WORK TASK = An exact copy of every entry is what's needed, so please transcribe them all.

LISTED ENTRIES =
PR #1032, opened 2017-04-24
docs: add tag update docs

chrisgarvin:


docs/core/examples/java/Assets.java
```diff
@@ -7,6 +7,7 @@
 class Assets {
   public static void main(String[] args) throws Exception {
     Client client = new Client();
+    Map<String, Object> tagUpdate;
```
jeffomatic: @chrisgarvin This declaration should go inline, on line 77 below. Otherwise, it will be unclear what `tagUpdate` is in the snippet itself.

jeffomatic: Ditto for the accounts example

RESULT BELOW =
PR #1032, opened 2017-04-24
docs: add tag update docs

chrisgarvin:


docs/core/examples/java/Assets.java
```diff
@@ -7,6 +7,7 @@
 class Assets {
   public static void main(String[] args) throws Exception {
     Client client = new Client();
+    Map<String, Object> tagUpdate;
```
jeffomatic: @chrisgarvin This declaration should go inline, on line 77 below. Otherwise, it will be unclear what `tagUpdate` is in the snippet itself.

jeffomatic: Ditto for the accounts example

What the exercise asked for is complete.